To use fastText, you will first need to download fastText embeddings from [here](https://dl.fbaipublicfiles.com/fasttext/vectors-english/crawl-300d-2M.vec.zip), and then run the following script:
```bash
python lrqa/scripts/save_fasttext_embeddings.py \
--fasttext_data_path /path/to/crawl-300d-2M.vec \
--output_path /path/to/fasttext_embeddings.p
```
## Applications
### Applying to BBQ
Here is some sample code for running evaluation on [BBQ](https://arxiv.org/abs/2110.08193).

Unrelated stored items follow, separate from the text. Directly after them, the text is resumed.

PR #254, opened 2021-09-05
Support for implementation specific options using -X

slozier:
Related to https://github.com/IronLanguages/ironpython3/issues/1194


slozier:
Probably worth looking the other option related issues at the same time https://github.com/IronLanguages/ironpython3/issues/1075 and https://github.com/IronLanguages/ironpython3/issues/1074

PR #256, opened 2022-02-22
BlazorWasm support

TwoUnderscorez:
When trying to use IronPython3 from a Blazor web-assembly application, `Microsoft.Scripting.Runtime.SharedIO` throws an exception when trying to setup `stdin`, which is understandable, because there is none.

All I did is catch the exception and set the stream to `Stream.Null`.

### DIFF
--- a/Src/Microsoft.Scripting/Runtime/SharedIO.cs
+++ b/Src/Microsoft.Scripting/Runtime/SharedIO.cs
@@ -105,7 +105,7 @@ namespace Microsoft.Scripting.Runtime {
                         _inputStream = Stream.Null;
                         _inputReader = TextReader.Null;
 #endif
-                        } catch (TypeInitializationException) {
+                        } catch (PlatformNotSupportedException) {
                             // When on BlazorWebassembly, this exception is thrown.
                             _inputEncoding = Encoding.UTF8;
                             _inputStream = Stream.Null;
--- a/Src/Microsoft.Scripting/Runtime/SharedIO.cs
+++ b/Src/Microsoft.Scripting/Runtime/SharedIO.cs
@@ -91,10 +91,11 @@ namespace Microsoft.Scripting.Runtime {
             if (_inputStream == null) {
                 lock (_mutex) {
                     if (_inputStream == null) {
+                        try {
 #if FEATURE_FULL_CONSOLE
-                        _inputStream = ConsoleInputStream.Instance;
-                        _inputEncoding = Console.InputEncoding;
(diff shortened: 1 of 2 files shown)


slozier (changes requested):
Thanks for the PR. My main concern with this approach is that if someone changes the order of the assignments (I think) it'll throw a PNSE instead of a `TypeInitializationException`. Probably better to fix `ConsoleInputStream` to not throw on initialization and then catch the PNSE.

I guess my other problem is I don't have a Blazor test rig to validate this. Any pointers on setting one up?

Related issue: https://github.com/IronLanguages/ironpython2/issues/769
Workaround: https://github.com/IronLanguages/ironpython2/issues/769#issuecomment-767590643

TwoUnderscorez:
@slozier Is that better?

slozier (approved):
Thanks, that works.

Going from a field to a property is a breaking change but I assume no one outside the assembly is using this... Also I think we lose thread safety on the singleton creation. Will need to look into it a bit more, but I guess I can fix it after the merge if required.

TwoUnderscorez:
@slozier Sorry, I don't quite understand how this is a breaking change. If you would point me in the right direction I might be able to make it a non-breaking change.

slozier:
@TwoUnderscorez I meant having `ConsoleInputStream.Instance` go from a field to a property is technically a binary breaking change (for example if assembly A uses a field from assembly B and you replace B with B' which contains a property instead, then A is broken). I don't think I'm really worried about breaking anyone with this particular scenario since the only consumer is in the same assembly - but it is a public type so it's not impossible...

An alternative approach would be to leave `ConsoleInputStream.Instance` as a field and change the constructor to not throw:
```C#
private ConsoleInputStream() {
    try {
        _input = Console.OpenStandardInput();
    } catch (PlatformNotSupportedException) {
        _input = Stream.Null;
    }
}
```

TwoUnderscorez:
@slozier I could do that, but I would have to leave the catch block in `ShareIO.InitializeInput` because 
```csharp
_inputEncoding = Console.InputEncoding;
_inputReader = Console.In;
``` 
also throw `PlatformNotSupportedException` (maybe only one of them), which I personally think is kind of ugly. Would you like me to do what you've suggested or merge as is currently?

slozier:
@TwoUnderscorez I think the PNSE try/catch you have in `InitializeInput` is fine, but I'd change the `ConsoleInputStream` to what I suggested instead.

slozier:
Thanks for the PR!

PR #268, opened 2023-07-04
Skip double FindEntry in ScopedStorage.TryGetValue

arontsang:
Fast path when item is found in ScopedStorage, skips redundant FindEntry call


slozier (approved):
Thanks, looks good to me.

arontsang:
Thanks, that was super quick.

First, we preprocess (just writing to standardized JSONL format) and fine-tune on RACE.
```bash
EXP_FOL=...
HF_MODEL_NAME=roberta-base
BATCH_SIZE=8
GRAD_ACCUM_STEPS=4
python lrqa/scripts/race_preproc.py \
--data_path ${EXP_FOL}/race
python lrqa/run_lrqa.py \
--model_name_or_path ${HF_MODEL_NAME} \
--model_mode mc \
--max_seq_length 512 \
--task_name custom \
--task_base_path ${EXP_FOL}/race \
--output_dir ${EXP_FOL}/race_run \
--learning_rate 1e-5 \
--num_train_epochs 3 \
--warmup_ratio 0.1 \
--eval_steps 1000 \
--save_steps 1000 \
--save_total_limit 5 \
--save_strategy steps \
--evaluation_strategy steps \
--load_best_model_at_end \
--per_device_train_batch_size ${BATCH_SIZE} \
--per_device_eval_batch_size ${BATCH_SIZE} \
--gradient_accumulation_steps ${GRAD_ACCUM_STEPS} \
--do_train --do_eval --do_predict --predict_phases validation
```
Next we preprocess all the BBQ data (cloned from https://github.com/nyu-mll/BBQ), and run evaluation on each of the categories using fine-tuned models.
```bash
BBQ_DATA=... # clone BBQ repo and point to `data` folder
python lrqa/scripts/bbq_preproc.py \
--input_data_path=${BBQ_DATA} \
--data_path ${EXP_FOL}/bbq
for CATEGORY in Age Disability_status Gender_identity Nationality Physical_appearance Race_ethnicity Race_x_SES Race_x_gender Religion SES Sexual_orientation; do
python lrqa/run_lrqa.py \
--model_name_or_path ${EXP_FOL}/race_run/checkpoint-last \
--model_mode mc \
--max_seq_length 512 \
--task_name custom \
--task_base_path ${EXP_FOL}/bbq/${CATEGORY}/ \
--output_dir ${EXP_FOL}/bbq_runs/${CATEGORY}/ \
--per_device_eval_batch_size ${BATCH_SIZE} \
--do_eval --do_predict --predict_phases validation
done
```
The predictions should be stored in a PyTorch pickle at `${EXP_FOL}/bbq_runs/${CATEGORY}/validation_predictions.p`.